MULTITEXTEDIT: Benchmarking Cross-Lingual Degradation in Text-in-Image Editing
Researchers introduce MULTITEXTEDIT, a benchmark for evaluating text-in-image editing across 12 languages, revealing significant cross-lingual performance degradation in AI models. The study uncovers pronounced accuracy issues in non-English languages, particularly Hebrew and Arabic, highlighting the need for multilingual improvements in visual content creation AI.
MULTITEXTEDIT addresses a critical gap in AI evaluation methodology by shifting focus from English-dominant benchmarks to genuinely multilingual assessment. The benchmark's innovation lies not merely in scale but in methodological rigor—pairing language variants with shared visual bases isolates linguistic factors from visual ones, enabling precise cross-lingual comparison. The introduction of Language Script Fidelity (LSF), a specialized metric capturing script-specific errors, demonstrates recognition that semantic correctness differs fundamentally from visual rendering accuracy. This distinction matters because diacritics, RTL text order, and mixed-script rendering represent failure modes invisible to coarse metrics like BLEU scores.
The research contextualizes a broader industry problem: as text-in-image editing becomes central to content creation workflows, models trained predominantly on English data systematically underperform on typologically diverse languages.

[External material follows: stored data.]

PR #966, opened 2023-10-13
fix(quickie): reduceAmpBuildTimesCreateTests

kishore03109:
[These tests will fail because dev tests are failing, interim solution in upstream pr #973]
## Problem

#965 has failing test cases. Had to convert js -> ts because I faced weird webpack issues that magically disappeared when shifting to TS. 

This does not add in new tests, but simply achieves parity with passing tests for #965. 

## Solution

Mostly changing APIs. 

## Tests
(same as #965) 
Manual tests in staging
Log into github: should be able to add a page to kishore-test-dev-gh and notice changes in staging and staging lite branch
log into email, should be able to add a page to kishore-test and notice changes in staging and staging lite.
All other repos, adding a page should have expected behaviour (adding an image should not throw errors + have a corresponding commit in github)


src/services/db/RepoService.ts
```diff
@@ -804,8 +804,6 @@ export default class RepoService extends GitHubService {
     sessionData: any,
     shouldMakePrivate: any
   ): Promise<any> {
-    return await super.changeRepoPrivacy(sessionData, {
-      shouldMakePrivate,
```
kishore03109, line 808: @alexanderleegs the API here seemed inconsistent, but I think I might be at the wrong here. happy to huddle this to shoulder check, but looking at the call sites should be able to just pass in boolean

src/services/db/GitHubService.ts
```diff
@@ -190,7 +239,13 @@ export default class GitHubService {
     return { content, sha }
   }
 
-  async readMedia(sessionData, { fileSha, branchName = STAGING_BRANCH }) {
+  async readMedia(
+    sessionData: { accessToken?: any; siteName?: any },
```
dcshzj, line 243: Should this be `UserWithSiteSessionData`?

src/services/db/GitHubService.ts
```diff
@@ -361,7 +451,7 @@ export default class GitHubService {
     return data
   }
 
-  async getRepoState(sessionData) {
+  async getRepoState(sessionData: { accessToken?: any; siteName?: any }) {
```
dcshzj, line 454: Same here regarding `UserWithSiteSessionData`.

src/services/db/GitHubService.ts
```diff
@@ -527,15 +641,17 @@ export default class GitHubService {
...
+      return okAsync(null)
     } catch (error) {
-      const { status } = error.response
-      // If user is unauthorized or site does not exist, show the same NotFoundError
-      if (status === 404 || status === 403) {
-        logger.error(
-          `User with id ${isomerUserId} attempted to change privacy of site ${siteName}`
-        )
-        return errAsync(new NotFoundError("Site does not exist"))
+      if (error instanceof AxiosError && error.response) {
```
dcshzj, line 646: Maybe `isAxiosError`?

src/services/db/GitHubService.ts
```diff
@@ -286,30 +357,46 @@ export default class GitHubService {
...
     } catch (err) {
       if (err instanceof NotFoundError) throw err
-      const { status } = err.response
-      if (status === 404) throw new NotFoundError("File does not exist")
-      if (status === 409)
-        throw new ConflictError(
-          "File has been changed recently, please try again"
-        )
-      throw err
+      if (axios.isAxiosError(err)) {
```
dcshzj, line 360: We have a `isAxiosError` util method, are we able to use that one?

harishv7 (approved):

src/services/db/__tests__/RepoService.spec.ts
```diff
@@ -198,10 +207,10 @@ describe("RepoService", () => {
...
 
       expect(actual).toEqual(expected)
-      expect(gitHubServiceCreate).toHaveBeenCalledWith(sessionData, {
-        content: mockContent,
-        fileName: mockFileName,
-        directoryName: mockDirectoryName,
+      expect(MockCommitServiceGitHub.create).toHaveBeenCalledWith(sessionData, {
+        content: "content",
+        fileName: "test.md",
+        directoryName: "",
```
dcshzj, line 213: We should use `mockContent`, `mockFileName` and `mockDirectoryName` above, the actual call should also be updated too.

kishore03109: b7fa30138bb1b5bacb5ff10b367e6c6d0d81473e

src/services/db/GitHubService.ts
kishore03109: b7fa30138bb1b5bacb5ff10b367e6c6d0d81473e

src/services/db/GitHubService.ts
kishore03109: b7fa30138bb1b5bacb5ff10b367e6c6d0d81473e

src/services/db/GitHubService.ts
kishore03109: b7fa30138bb1b5bacb5ff10b367e6c6d0d81473e

src/services/db/GitHubService.ts
kishore03109: b7fa30138bb1b5bacb5ff10b367e6c6d0d81473e

src/services/db/__tests__/RepoService.spec.ts
kishore03109: b7fa30138bb1b5bacb5ff10b367e6c6d0d81473e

The pronounced degradation on Hebrew and Arabic suggests that script complexity and linguistic distance from training data correlate with failure rates. This gap has immediate practical implications for global users and developers building multilingual applications.
For the AI development community, these findings expose a critical blind spot in model evaluation practices. Teams benchmarking on English metrics may unknowingly deploy systems with severe functional limitations for non-English markets. The performance variance across languages—from robust Spanish/Dutch handling to degraded Hebrew/Arabic rendering—suggests that current architectural approaches lack language-agnostic robustness. Developers and research teams will likely prioritize multilingual fine-tuning and script-aware training protocols. The work establishes evaluation standards that future models must meet, effectively raising baseline expectations for production-grade systems serving global audiences.
- →All 12 evaluated models show cross-lingual performance degradation, with Hebrew and Arabic experiencing the largest accuracy drops.
- →The LSF metric captures script-level errors that traditional text-matching metrics miss, achieving 0.76 quadratic-weighted kappa agreement with human annotators.
- →Text accuracy and script fidelity emerge as primary failure modes rather than structural or layout issues, revealing script-specific vulnerabilities.
- →The benchmark spans 3,600 instances across 12 typologically diverse languages and 5 visual domains, establishing rigorous multilingual evaluation standards.
- →Models preserve global visual properties while distorting script-specific forms, indicating systematic encoding failures rather than random degradation.